* Work request *
Every line of the following records that includes "DTSBPS" should be copied.

Records from a dataset:
========================================
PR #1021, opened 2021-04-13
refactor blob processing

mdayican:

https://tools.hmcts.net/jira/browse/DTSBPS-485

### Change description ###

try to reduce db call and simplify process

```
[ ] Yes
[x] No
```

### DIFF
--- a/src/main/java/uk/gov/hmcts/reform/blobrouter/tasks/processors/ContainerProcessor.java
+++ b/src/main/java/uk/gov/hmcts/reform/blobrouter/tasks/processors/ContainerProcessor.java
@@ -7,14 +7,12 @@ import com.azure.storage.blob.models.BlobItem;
========================================
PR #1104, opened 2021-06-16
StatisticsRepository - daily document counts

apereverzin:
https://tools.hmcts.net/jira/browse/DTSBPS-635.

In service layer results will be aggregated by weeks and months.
========================================
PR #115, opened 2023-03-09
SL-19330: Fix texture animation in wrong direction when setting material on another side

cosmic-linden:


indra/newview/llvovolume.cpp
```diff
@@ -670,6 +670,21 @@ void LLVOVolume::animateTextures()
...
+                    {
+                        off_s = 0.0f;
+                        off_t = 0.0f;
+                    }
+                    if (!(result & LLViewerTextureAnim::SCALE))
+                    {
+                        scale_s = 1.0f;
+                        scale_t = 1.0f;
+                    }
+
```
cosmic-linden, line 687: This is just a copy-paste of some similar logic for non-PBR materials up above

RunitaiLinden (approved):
========================================
* Answer space *
https://tools.hmcts.net/jira/browse/DTSBPS-485
https://tools.hmcts.net/jira/browse/DTSBPS-635.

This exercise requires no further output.